WHAT IS BEING ASKED:
Below are records to be reproduced exactly and in full.
+++ STUDY MATERIAL
PR #3593, opened 2025-03-24
Hot fix after some reload minimized composer should be lost body

dab246:
## Issue

The `Save draft` dialog does not appear when reloading multiple `Minimize` and `Hide` composers and then clicking `X` to close composer

## Root cause

Because in `minimize` and `hide` state the value `_isEmailBodyLoaded = false` because `WebView` is not displayed. So we closed composer without doing anything.

## Solution

Update logic when close composer

## Resolved

https://github.com/user-attachments/assets/5404e70f-d156-40c4-8c87-f02639efb022

### DIFF
--- a/lib/features/composer/presentation/composer_controller.dart
+++ b/lib/features/composer/presentation/composer_controller.dart
@@ -1127,6 +1127,13 @@ class ComposerController extends BaseController
     emailContent = await _composerRepository.removeCollapsedExpandedSignatureEffect(
       emailContent: emailContent,
     );
+    if (emailIdEditing != null &&
+        savedActionType == EmailActionType.compose &&
+        currentEmailActionType == EmailActionType.reopenComposerBrowser) {
+      emailContent = await _composerRepository.removeStyleLazyLoadDisplayInlineImages(
+        emailContent: emailContent,
+      );
+    }
 
     final savedEmailDraft = SavedEmailDraft(
       subject: subjectEmail.value ?? '',
--- a/lib/features/composer/presentation/composer_controller.dart
+++ b/lib/features/composer/presentation/composer_controller.dart
@@ -2,7 +2,6 @@
 import 'dart:async';
 import 'dart:math';
 
-import 'package:collection/collection.dart';
 import 'package:core/core.dart';
 import 'package:custom_pop_up_menu/custom_pop_up_menu.dart';
 import 'package:dartz/dartz.dart';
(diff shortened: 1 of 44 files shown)


tddang-linagora (dismissed):

lib/features/composer/presentation/composer_controller.dart
```diff
@@ -2235,6 +2235,18 @@ class ComposerController extends BaseController
     }
   }
 
+  bool _validateCloseComposerWithoutSave() {
+    if (composerArguments.value == null) return true;
+
+    if (PlatformInfo.isWeb &&
+        !_isEmailBodyLoaded &&
+        !screenDisplayMode.value.isNotContentVisible()) return true;
```
hoangdat, line 2243: with it, save will be called all the time. please make sure, user dont need to `save` if nothing change

dab246: It's not a condition to save, just a condition to be able to close immediately or not. The condition you mentioned is below.

hoangdat: https://github.com/user-attachments/assets/d1a5ee94-6919-4db8-809f-bea4b43f39d5

dab246: Fixed


https://github.com/user-attachments/assets/57082302-cfb0-4f98-81ff-55bb0e7d4779

tddang-linagora (dismissed):

hoangdat:
- [ ] identity was not get well after open from draft

https://github.com/user-attachments/assets/88cc48ea-6630-4580-b362-f019333aa587

hoangdat:
- [ ] name with XSS script have problem when forwarding

Uploading Screen Recording 2025-03-31 at 15.03.17.mov…

hoangdat:
- [ ] missing `to`, `reply-to` information when forwarding 
Screenshot 2025-03-31 at 15 10 50

tddang-linagora:
https://github.com/user-attachments/assets/4177611c-c7aa-4934-9300-c464caafc8e7

Broken inline images when reloading hidden composers.

https://github.com/user-attachments/assets/426a2e54-a8ca-418d-a15d-5f73ab7b5f5b

Also happens with minimized composers.

lib/features/composer/presentation/composer_controller.dart
```diff
@@ -647,206 +596,47 @@ class ComposerController extends BaseController
...
-      } else if (composerArguments.value?.emailActionType != EmailActionType.editDraft) {
-        _getServerSetting();
-      }
+    if (screenDisplayMode.value.isNotContentVisible()) {
+      await setupSelectedIdentityWithoutApplySignature();
     }
   }
 
-  void _initSubjectEmail({
+  void initSubjectEmail({
```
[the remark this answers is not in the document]
dab246: Removed

dab246:
> * [x]  name with XSS script have problem when forwarding
> 

Fixed



https://github.com/user-attachments/assets/eec7aa83-a3b3-43a5-ab40-8c1adc746592

lib/features/email/data/local/html_analyzer.dart
```diff
@@ -237,4 +237,30 @@ class HtmlAnalyzer {
...
   }
+
+  Future<String> removeStyleLazyLoadDisplayInlineImages({required String emailContent}) async {
+    try {
+      final document = parse(emailContent);
+      final imgElements = document.querySelectorAll('img[style], img[loading]');
+      await Future.wait(imgElements.map((img) async {
+        String? style = img.attributes['style'];
+        if (style != null) {
+          style = style.replaceAll(RegExp(r'display\s*:\s*inline;?'), '').trim();
```
tddang-linagora, line 248: Please create a variable somewhere for this `RegExp` with name explaining what does it find.

dab246: IMO, we don't need to create it because it is already specified in the handler function name and it is specific to this function only.

dab246: We don't need to reuse it, creating variables also takes up more memory

tddang-linagora (approved):

hoangdat:
- [ ] missing BCC in reading email and replying email too

https://github.com/user-attachments/assets/54aaa7a4-9247-4cda-a67f-1a46a7f9d9c9

dab246:
> * [x]  missing BCC in reading email and replying email too
> 
>

After detect has discovered, we sent `Bcc` when calling `Email/set`, but when `Email/get` retrieved (second time) it did not have `Bcc`. Also tried on version `0.14.15` also got the same error. When performing cache clearing to retrieve `Email/get`, the email also did not have `Bcc`. Therefore, it is not a side effect error from this PR, we should create PR to fix it.


Screenshot 2025-04-01 at 11 15 04


Screenshot 2025-04-01 at 11 15 21

tddang-linagora (approved):

hoangdat (approved):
++++++
OUTPUT FOR THIS TASK:
PR #3593, opened 2025-03-24
Hot fix after some reload minimized composer should be lost body

dab246:
## Issue

The `Save draft` dialog does not appear when reloading multiple `Minimize` and `Hide` composers and then clicking `X` to close composer

## Root cause

Because in `minimize` and `hide` state the value `_isEmailBodyLoaded = false` because `WebView` is not displayed. So we closed composer without doing anything.

## Solution

Update logic when close composer

## Resolved

https://github.com/user-attachments/assets/5404e70f-d156-40c4-8c87-f02639efb022

### DIFF
--- a/lib/features/composer/presentation/composer_controller.dart
+++ b/lib/features/composer/presentation/composer_controller.dart
@@ -1127,6 +1127,13 @@ class ComposerController extends BaseController
     emailContent = await _composerRepository.removeCollapsedExpandedSignatureEffect(
       emailContent: emailContent,
     );
+    if (emailIdEditing != null &&
+        savedActionType == EmailActionType.compose &&
+        currentEmailActionType == EmailActionType.reopenComposerBrowser) {
+      emailContent = await _composerRepository.removeStyleLazyLoadDisplayInlineImages(
+        emailContent: emailContent,
+      );
+    }
 
     final savedEmailDraft = SavedEmailDraft(
       subject: subjectEmail.value ?? '',
--- a/lib/features/composer/presentation/composer_controller.dart
+++ b/lib/features/composer/presentation/composer_controller.dart
@@ -2,7 +2,6 @@
 import 'dart:async';
 import 'dart:math';
 
-import 'package:collection/collection.dart';
 import 'package:core/core.dart';
 import 'package:custom_pop_up_menu/custom_pop_up_menu.dart';
 import 'package:dartz/dartz.dart';
(diff shortened: 1 of 44 files shown)


tddang-linagora (dismissed):

lib/features/composer/presentation/composer_controller.dart
```diff
@@ -2235,6 +2235,18 @@ class ComposerController extends BaseController
     }
   }
 
+  bool _validateCloseComposerWithoutSave() {
+    if (composerArguments.value == null) return true;
+
+    if (PlatformInfo.isWeb &&
+        !_isEmailBodyLoaded &&
+        !screenDisplayMode.value.isNotContentVisible()) return true;
```
hoangdat, line 2243: with it, save will be called all the time. please make sure, user dont need to `save` if nothing change

dab246: It's not a condition to save, just a condition to be able to close immediately or not. The condition you mentioned is below.

hoangdat: https://github.com/user-attachments/assets/d1a5ee94-6919-4db8-809f-bea4b43f39d5

dab246: Fixed


https://github.com/user-attachments/assets/57082302-cfb0-4f98-81ff-55bb0e7d4779

tddang-linagora (dismissed):

hoangdat:
- [ ] identity was not get well after open from draft

https://github.com/user-attachments/assets/88cc48ea-6630-4580-b362-f019333aa587

hoangdat:
- [ ] name with XSS script have problem when forwarding

Uploading Screen Recording 2025-03-31 at 15.03.17.mov…

hoangdat:
- [ ] missing `to`, `reply-to` information when forwarding 
Screenshot 2025-03-31 at 15 10 50

tddang-linagora:
https://github.com/user-attachments/assets/4177611c-c7aa-4934-9300-c464caafc8e7

Broken inline images when reloading hidden composers.

https://github.com/user-attachments/assets/426a2e54-a8ca-418d-a15d-5f73ab7b5f5b

Also happens with minimized composers.

lib/features/composer/presentation/composer_controller.dart
```diff
@@ -647,206 +596,47 @@ class ComposerController extends BaseController
...
-      } else if (composerArguments.value?.emailActionType != EmailActionType.editDraft) {
-        _getServerSetting();
-      }
+    if (screenDisplayMode.value.isNotContentVisible()) {
+      await setupSelectedIdentityWithoutApplySignature();
     }
   }
 
-  void _initSubjectEmail({
+  void initSubjectEmail({
```
[the remark this answers is not in the document]
dab246: Removed

dab246:
> * [x]  name with XSS script have problem when forwarding
> 

Fixed



https://github.com/user-attachments/assets/eec7aa83-a3b3-43a5-ab40-8c1adc746592

lib/features/email/data/local/html_analyzer.dart
```diff
@@ -237,4 +237,30 @@ class HtmlAnalyzer {
...
   }
+
+  Future<String> removeStyleLazyLoadDisplayInlineImages({required String emailContent}) async {
+    try {
+      final document = parse(emailContent);
+      final imgElements = document.querySelectorAll('img[style], img[loading]');
+      await Future.wait(imgElements.map((img) async {
+        String? style = img.attributes['style'];
+        if (style != null) {
+          style = style.replaceAll(RegExp(r'display\s*:\s*inline;?'), '').trim();
```
tddang-linagora, line 248: Please create a variable somewhere for this `RegExp` with name explaining what does it find.

dab246: IMO, we don't need to create it because it is already specified in the handler function name and it is specific to this function only.

dab246: We don't need to reuse it, creating variables also takes up more memory

tddang-linagora (approved):

hoangdat:
- [ ] missing BCC in reading email and replying email too

https://github.com/user-attachments/assets/54aaa7a4-9247-4cda-a67f-1a46a7f9d9c9

dab246:
> * [x]  missing BCC in reading email and replying email too
> 
>

After detect has discovered, we sent `Bcc` when calling `Email/set`, but when `Email/get` retrieved (second time) it did not have `Bcc`. Also tried on version `0.14.15` also got the same error. When performing cache clearing to retrieve `Email/get`, the email also did not have `Bcc`. Therefore, it is not a side effect error from this PR, we should create PR to fix it.


Screenshot 2025-04-01 at 11 15 04


Screenshot 2025-04-01 at 11 15 21

tddang-linagora (approved):

hoangdat (approved):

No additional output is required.